##### Data provided #####
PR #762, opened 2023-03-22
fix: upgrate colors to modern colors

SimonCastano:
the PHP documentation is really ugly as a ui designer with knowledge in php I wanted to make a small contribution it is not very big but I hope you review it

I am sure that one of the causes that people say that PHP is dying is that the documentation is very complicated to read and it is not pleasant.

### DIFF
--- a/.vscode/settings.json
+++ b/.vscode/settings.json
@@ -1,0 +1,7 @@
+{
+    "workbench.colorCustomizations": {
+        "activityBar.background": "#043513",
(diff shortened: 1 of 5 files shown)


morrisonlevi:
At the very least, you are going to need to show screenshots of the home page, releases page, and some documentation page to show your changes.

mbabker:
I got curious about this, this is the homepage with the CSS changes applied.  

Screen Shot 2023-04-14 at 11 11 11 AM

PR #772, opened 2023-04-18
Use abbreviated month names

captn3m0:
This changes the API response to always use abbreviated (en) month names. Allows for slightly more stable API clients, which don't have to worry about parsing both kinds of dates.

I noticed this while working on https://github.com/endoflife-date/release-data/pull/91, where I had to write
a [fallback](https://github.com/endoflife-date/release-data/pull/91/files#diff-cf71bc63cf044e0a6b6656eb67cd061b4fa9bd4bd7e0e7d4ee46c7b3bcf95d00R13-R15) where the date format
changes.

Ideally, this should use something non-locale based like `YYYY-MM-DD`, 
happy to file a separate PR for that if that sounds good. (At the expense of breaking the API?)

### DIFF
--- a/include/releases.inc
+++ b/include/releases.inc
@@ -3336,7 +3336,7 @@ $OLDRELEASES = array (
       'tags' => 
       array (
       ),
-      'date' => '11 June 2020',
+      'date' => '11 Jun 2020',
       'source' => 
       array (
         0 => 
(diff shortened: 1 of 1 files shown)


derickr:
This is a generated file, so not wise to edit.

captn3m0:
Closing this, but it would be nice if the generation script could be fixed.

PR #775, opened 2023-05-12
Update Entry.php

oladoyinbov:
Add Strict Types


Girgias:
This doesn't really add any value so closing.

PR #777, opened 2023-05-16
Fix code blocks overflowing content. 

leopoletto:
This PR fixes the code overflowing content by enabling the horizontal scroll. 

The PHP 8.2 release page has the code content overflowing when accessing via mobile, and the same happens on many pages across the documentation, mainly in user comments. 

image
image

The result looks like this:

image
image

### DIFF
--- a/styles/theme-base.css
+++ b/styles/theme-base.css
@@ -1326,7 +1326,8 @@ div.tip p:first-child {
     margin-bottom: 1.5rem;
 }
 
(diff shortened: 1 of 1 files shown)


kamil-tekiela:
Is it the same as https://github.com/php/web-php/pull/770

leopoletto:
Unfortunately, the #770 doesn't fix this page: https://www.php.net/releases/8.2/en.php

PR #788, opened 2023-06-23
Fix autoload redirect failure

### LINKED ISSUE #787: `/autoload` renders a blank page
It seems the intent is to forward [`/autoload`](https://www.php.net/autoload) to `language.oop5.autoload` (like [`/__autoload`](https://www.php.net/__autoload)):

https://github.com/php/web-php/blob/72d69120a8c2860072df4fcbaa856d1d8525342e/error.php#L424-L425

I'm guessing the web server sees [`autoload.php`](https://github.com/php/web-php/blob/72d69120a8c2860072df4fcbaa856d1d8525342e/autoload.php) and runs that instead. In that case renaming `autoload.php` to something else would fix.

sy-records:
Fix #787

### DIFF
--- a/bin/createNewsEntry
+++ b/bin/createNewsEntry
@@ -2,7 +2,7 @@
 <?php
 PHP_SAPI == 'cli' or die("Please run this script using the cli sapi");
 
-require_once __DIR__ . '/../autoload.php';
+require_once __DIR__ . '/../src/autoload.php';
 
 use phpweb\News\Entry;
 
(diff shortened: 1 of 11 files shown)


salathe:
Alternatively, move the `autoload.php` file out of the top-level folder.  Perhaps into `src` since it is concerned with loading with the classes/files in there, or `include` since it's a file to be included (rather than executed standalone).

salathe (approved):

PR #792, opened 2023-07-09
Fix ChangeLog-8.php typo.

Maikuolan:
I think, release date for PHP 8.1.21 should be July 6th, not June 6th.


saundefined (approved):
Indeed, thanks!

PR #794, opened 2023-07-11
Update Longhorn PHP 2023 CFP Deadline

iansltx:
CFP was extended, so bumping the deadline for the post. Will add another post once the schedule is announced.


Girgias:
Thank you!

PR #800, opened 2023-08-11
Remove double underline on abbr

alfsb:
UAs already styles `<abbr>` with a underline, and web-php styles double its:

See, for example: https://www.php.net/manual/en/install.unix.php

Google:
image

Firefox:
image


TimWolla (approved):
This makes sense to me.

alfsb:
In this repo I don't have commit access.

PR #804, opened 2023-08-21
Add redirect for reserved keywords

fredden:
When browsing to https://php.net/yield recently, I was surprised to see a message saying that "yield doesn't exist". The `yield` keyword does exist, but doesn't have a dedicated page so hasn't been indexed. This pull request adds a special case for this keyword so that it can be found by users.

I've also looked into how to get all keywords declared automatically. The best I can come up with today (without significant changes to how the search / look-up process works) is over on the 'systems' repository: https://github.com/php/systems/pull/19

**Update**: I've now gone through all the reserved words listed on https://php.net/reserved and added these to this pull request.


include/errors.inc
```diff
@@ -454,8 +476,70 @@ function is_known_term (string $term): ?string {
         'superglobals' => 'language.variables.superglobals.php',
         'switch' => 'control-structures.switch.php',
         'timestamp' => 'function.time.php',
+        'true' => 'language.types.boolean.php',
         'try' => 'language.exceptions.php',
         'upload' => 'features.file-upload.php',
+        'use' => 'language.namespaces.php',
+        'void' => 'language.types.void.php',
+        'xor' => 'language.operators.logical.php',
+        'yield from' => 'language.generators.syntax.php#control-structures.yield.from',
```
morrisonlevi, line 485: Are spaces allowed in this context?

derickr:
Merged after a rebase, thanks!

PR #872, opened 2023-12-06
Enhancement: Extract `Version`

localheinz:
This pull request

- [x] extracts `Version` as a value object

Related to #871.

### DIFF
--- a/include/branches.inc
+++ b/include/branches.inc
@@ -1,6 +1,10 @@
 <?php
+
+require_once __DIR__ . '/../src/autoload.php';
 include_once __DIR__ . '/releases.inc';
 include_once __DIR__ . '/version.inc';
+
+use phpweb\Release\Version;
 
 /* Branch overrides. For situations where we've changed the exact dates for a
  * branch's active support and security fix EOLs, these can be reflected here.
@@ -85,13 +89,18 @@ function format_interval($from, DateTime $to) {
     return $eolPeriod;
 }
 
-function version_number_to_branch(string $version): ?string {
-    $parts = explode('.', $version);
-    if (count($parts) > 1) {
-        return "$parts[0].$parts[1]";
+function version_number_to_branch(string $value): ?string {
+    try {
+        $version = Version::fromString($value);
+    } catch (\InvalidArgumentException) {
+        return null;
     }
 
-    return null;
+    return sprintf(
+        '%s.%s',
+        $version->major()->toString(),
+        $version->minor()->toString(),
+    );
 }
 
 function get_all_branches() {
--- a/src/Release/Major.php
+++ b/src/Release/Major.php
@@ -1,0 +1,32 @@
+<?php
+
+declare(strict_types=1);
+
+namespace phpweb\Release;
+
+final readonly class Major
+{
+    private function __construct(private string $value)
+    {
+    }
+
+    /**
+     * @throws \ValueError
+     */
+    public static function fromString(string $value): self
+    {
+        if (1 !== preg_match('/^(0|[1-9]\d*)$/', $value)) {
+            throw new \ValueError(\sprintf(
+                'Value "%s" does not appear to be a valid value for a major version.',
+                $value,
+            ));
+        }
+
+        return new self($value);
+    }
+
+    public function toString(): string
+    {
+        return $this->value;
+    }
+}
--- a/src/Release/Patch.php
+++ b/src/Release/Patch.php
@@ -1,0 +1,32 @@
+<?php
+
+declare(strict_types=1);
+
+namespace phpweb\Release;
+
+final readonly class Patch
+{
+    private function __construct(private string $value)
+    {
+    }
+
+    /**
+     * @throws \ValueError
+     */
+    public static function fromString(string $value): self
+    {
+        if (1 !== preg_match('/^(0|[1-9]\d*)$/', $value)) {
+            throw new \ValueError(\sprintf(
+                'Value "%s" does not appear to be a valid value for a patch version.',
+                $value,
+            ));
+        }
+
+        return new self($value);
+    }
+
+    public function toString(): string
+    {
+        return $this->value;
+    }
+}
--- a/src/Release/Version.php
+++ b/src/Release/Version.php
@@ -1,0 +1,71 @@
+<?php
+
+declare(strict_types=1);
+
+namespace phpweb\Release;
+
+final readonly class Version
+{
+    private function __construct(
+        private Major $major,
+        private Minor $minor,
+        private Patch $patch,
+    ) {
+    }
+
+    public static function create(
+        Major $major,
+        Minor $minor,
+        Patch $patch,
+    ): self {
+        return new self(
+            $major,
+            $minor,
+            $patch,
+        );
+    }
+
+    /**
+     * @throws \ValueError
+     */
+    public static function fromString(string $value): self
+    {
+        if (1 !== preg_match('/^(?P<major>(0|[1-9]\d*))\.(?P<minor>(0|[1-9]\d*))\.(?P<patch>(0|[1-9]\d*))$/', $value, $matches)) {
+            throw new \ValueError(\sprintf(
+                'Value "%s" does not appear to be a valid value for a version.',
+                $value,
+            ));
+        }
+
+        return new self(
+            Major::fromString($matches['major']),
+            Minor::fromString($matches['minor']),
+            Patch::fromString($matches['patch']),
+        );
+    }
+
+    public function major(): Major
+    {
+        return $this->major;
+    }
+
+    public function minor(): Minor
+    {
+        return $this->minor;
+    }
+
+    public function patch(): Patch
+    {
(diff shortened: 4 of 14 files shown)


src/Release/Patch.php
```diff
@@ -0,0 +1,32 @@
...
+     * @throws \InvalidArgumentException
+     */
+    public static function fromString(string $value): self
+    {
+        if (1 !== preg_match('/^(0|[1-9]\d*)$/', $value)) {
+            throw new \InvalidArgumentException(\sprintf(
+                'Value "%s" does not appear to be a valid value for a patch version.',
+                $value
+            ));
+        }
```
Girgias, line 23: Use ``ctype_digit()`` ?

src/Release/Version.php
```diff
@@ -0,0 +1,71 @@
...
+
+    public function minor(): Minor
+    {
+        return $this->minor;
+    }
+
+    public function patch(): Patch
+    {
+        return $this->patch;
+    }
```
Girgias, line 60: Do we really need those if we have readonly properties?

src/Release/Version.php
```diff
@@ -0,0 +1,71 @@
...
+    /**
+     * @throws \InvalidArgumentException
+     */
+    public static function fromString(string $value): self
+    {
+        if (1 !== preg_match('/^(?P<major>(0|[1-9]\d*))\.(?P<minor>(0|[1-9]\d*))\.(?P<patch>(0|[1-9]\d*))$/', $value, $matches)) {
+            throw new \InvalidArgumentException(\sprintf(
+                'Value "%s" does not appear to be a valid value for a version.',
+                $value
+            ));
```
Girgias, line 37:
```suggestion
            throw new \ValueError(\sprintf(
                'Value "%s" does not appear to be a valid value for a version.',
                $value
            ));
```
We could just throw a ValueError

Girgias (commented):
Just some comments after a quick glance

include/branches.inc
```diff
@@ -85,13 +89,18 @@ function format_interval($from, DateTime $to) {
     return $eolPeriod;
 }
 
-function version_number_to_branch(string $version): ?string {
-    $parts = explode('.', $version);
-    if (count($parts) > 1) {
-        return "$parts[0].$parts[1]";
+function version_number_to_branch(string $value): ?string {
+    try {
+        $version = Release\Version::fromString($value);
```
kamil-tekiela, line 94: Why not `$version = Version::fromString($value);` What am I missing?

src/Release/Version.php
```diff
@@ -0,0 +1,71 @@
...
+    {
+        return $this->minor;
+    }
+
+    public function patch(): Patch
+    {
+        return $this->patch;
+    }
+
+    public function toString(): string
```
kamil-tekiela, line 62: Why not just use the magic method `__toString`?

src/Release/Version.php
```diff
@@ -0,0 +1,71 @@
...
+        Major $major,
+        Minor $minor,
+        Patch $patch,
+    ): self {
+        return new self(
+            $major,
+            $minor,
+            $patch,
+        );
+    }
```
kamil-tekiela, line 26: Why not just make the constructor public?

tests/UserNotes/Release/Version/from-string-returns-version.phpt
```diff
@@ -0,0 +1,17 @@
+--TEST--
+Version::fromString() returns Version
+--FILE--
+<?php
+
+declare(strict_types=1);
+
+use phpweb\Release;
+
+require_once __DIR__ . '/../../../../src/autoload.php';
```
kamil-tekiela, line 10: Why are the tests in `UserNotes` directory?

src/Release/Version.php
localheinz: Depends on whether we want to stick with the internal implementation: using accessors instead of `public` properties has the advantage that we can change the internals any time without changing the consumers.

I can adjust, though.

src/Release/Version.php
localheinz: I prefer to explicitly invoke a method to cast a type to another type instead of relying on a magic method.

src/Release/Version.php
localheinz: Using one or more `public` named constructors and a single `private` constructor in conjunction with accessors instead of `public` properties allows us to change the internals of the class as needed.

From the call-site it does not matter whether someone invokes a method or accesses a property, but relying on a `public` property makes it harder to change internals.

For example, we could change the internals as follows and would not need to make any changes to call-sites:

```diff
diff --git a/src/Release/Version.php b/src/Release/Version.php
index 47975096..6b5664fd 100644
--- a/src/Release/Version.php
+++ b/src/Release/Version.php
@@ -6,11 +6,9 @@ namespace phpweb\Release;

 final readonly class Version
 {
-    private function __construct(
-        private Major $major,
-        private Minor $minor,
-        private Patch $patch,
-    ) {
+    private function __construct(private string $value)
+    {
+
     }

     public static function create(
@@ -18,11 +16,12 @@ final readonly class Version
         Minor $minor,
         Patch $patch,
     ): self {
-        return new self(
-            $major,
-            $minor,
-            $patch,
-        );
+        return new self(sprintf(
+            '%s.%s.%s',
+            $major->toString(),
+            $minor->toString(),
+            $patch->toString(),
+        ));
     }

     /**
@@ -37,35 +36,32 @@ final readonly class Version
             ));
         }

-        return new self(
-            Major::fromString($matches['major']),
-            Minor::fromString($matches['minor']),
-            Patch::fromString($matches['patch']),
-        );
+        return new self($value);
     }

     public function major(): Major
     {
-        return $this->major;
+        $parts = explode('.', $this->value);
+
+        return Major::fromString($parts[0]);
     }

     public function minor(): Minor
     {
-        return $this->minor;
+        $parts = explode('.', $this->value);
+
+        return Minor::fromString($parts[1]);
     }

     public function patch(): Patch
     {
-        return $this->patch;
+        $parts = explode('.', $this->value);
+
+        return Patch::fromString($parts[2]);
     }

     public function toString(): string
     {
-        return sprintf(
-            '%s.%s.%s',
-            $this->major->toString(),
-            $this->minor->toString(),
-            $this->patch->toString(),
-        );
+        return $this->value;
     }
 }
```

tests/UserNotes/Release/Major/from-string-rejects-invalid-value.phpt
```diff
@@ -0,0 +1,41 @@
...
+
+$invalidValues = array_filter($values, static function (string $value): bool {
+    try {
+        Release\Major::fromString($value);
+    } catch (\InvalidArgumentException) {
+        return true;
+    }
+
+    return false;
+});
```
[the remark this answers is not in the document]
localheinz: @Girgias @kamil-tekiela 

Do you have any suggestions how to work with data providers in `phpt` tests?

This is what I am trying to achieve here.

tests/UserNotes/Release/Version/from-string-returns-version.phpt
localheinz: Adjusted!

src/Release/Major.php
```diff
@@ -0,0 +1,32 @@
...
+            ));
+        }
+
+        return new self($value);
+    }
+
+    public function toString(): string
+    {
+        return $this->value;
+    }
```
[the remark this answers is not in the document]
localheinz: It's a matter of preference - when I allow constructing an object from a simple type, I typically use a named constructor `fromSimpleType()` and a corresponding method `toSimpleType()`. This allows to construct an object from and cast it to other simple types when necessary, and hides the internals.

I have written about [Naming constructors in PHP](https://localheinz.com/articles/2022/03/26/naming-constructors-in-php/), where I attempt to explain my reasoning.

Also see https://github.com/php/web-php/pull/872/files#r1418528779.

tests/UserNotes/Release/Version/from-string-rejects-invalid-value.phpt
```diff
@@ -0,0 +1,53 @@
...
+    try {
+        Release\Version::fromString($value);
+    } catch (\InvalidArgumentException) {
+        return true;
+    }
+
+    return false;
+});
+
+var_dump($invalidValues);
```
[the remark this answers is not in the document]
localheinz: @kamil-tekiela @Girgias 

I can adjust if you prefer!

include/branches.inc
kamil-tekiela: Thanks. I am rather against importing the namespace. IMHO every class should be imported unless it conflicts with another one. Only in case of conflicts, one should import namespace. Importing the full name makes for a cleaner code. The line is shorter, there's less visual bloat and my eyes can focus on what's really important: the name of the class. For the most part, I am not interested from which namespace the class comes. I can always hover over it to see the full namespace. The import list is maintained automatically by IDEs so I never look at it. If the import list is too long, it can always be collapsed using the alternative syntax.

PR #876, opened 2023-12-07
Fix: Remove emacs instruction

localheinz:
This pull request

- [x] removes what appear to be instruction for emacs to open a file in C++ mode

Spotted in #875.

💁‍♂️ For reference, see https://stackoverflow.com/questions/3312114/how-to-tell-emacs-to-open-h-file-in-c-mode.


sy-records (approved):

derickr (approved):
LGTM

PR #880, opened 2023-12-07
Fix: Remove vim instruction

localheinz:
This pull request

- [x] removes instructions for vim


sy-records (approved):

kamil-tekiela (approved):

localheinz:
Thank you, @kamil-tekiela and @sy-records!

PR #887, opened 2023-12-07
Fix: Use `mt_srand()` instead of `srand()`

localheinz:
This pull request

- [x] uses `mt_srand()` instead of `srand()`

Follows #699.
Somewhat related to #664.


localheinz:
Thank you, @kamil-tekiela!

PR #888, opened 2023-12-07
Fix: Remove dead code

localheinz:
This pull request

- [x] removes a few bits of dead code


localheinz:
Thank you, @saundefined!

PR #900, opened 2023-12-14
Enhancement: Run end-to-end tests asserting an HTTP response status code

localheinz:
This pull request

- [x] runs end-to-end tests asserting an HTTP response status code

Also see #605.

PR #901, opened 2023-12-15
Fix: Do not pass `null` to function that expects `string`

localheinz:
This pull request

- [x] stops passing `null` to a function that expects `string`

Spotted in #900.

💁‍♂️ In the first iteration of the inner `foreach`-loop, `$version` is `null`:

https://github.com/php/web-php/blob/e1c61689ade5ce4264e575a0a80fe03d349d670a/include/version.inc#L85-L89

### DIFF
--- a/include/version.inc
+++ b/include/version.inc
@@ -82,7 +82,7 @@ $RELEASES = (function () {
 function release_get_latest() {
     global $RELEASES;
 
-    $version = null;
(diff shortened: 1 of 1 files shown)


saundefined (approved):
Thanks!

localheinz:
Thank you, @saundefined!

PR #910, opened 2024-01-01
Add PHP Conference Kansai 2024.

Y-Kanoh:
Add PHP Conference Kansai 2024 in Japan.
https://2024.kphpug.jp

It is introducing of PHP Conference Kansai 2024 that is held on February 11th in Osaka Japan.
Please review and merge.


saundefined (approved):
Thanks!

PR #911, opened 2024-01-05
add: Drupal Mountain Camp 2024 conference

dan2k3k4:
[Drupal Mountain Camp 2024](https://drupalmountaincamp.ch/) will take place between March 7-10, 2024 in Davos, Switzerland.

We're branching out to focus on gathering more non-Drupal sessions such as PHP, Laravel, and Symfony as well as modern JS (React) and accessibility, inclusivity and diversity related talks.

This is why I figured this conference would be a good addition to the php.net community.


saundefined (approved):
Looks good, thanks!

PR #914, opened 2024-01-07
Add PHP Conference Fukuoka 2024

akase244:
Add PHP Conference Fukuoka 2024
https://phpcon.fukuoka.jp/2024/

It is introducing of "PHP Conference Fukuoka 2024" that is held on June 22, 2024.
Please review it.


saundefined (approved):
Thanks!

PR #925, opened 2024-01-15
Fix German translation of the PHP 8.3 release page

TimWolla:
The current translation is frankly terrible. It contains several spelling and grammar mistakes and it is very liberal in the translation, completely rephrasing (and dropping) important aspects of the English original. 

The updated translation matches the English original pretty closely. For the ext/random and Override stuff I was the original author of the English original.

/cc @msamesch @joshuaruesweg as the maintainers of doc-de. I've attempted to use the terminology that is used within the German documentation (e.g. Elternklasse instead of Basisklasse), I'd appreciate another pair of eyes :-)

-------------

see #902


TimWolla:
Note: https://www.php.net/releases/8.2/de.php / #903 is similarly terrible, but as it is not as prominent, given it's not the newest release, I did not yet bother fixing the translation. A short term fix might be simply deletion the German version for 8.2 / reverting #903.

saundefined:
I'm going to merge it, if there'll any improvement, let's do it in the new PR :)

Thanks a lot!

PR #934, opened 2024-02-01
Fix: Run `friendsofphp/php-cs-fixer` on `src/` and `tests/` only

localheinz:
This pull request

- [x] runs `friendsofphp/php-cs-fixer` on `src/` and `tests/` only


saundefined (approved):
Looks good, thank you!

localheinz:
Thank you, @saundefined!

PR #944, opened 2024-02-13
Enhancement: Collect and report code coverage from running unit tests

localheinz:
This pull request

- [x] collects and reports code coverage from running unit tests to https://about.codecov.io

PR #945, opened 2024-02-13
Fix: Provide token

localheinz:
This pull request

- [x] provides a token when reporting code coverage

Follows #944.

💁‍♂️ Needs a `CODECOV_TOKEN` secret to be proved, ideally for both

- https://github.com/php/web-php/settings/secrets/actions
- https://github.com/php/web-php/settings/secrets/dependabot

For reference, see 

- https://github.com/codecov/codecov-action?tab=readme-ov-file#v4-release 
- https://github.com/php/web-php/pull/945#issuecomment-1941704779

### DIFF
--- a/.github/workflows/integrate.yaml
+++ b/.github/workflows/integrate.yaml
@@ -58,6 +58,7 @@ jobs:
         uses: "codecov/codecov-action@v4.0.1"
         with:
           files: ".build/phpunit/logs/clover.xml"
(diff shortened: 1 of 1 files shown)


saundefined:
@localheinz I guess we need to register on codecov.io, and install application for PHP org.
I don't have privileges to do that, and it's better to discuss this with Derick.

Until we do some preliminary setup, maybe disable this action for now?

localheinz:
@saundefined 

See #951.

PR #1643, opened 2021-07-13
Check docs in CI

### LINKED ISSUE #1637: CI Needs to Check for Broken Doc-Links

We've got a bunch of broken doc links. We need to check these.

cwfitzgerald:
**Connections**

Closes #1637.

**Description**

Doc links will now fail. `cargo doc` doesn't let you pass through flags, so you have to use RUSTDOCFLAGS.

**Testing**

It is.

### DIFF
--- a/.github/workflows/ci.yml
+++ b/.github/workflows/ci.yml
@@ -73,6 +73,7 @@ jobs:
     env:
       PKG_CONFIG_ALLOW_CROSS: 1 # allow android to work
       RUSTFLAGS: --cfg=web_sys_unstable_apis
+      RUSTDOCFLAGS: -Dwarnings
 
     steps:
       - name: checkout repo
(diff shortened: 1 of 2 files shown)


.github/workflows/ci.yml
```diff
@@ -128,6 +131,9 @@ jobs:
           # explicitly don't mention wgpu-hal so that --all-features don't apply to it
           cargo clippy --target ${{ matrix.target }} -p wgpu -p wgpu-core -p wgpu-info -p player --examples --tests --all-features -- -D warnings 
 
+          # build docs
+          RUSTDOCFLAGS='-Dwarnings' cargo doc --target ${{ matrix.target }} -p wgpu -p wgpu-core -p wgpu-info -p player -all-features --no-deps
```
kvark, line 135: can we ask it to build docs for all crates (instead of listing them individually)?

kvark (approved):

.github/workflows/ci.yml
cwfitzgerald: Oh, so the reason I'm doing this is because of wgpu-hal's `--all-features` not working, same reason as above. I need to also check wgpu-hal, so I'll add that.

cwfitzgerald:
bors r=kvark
#####
# Assignment
Using the records above, output exactly the lines from the first through the line that contains "This doesn't really add any value so closing.", with both of those included.

# Output for this exercise
PR #762, opened 2023-03-22
fix: upgrate colors to modern colors

SimonCastano:
the PHP documentation is really ugly as a ui designer with knowledge in php I wanted to make a small contribution it is not very big but I hope you review it

I am sure that one of the causes that people say that PHP is dying is that the documentation is very complicated to read and it is not pleasant.

### DIFF
--- a/.vscode/settings.json
+++ b/.vscode/settings.json
@@ -1,0 +1,7 @@
+{
+    "workbench.colorCustomizations": {
+        "activityBar.background": "#043513",
(diff shortened: 1 of 5 files shown)


morrisonlevi:
At the very least, you are going to need to show screenshots of the home page, releases page, and some documentation page to show your changes.

mbabker:
I got curious about this, this is the homepage with the CSS changes applied.  

Screen Shot 2023-04-14 at 11 11 11 AM

PR #772, opened 2023-04-18
Use abbreviated month names

captn3m0:
This changes the API response to always use abbreviated (en) month names. Allows for slightly more stable API clients, which don't have to worry about parsing both kinds of dates.

I noticed this while working on https://github.com/endoflife-date/release-data/pull/91, where I had to write
a [fallback](https://github.com/endoflife-date/release-data/pull/91/files#diff-cf71bc63cf044e0a6b6656eb67cd061b4fa9bd4bd7e0e7d4ee46c7b3bcf95d00R13-R15) where the date format
changes.

Ideally, this should use something non-locale based like `YYYY-MM-DD`, 
happy to file a separate PR for that if that sounds good. (At the expense of breaking the API?)

### DIFF
--- a/include/releases.inc
+++ b/include/releases.inc
@@ -3336,7 +3336,7 @@ $OLDRELEASES = array (
       'tags' => 
       array (
       ),
-      'date' => '11 June 2020',
+      'date' => '11 Jun 2020',
       'source' => 
       array (
         0 => 
(diff shortened: 1 of 1 files shown)


derickr:
This is a generated file, so not wise to edit.

captn3m0:
Closing this, but it would be nice if the generation script could be fixed.

PR #775, opened 2023-05-12
Update Entry.php

oladoyinbov:
Add Strict Types


Girgias:
This doesn't really add any value so closing.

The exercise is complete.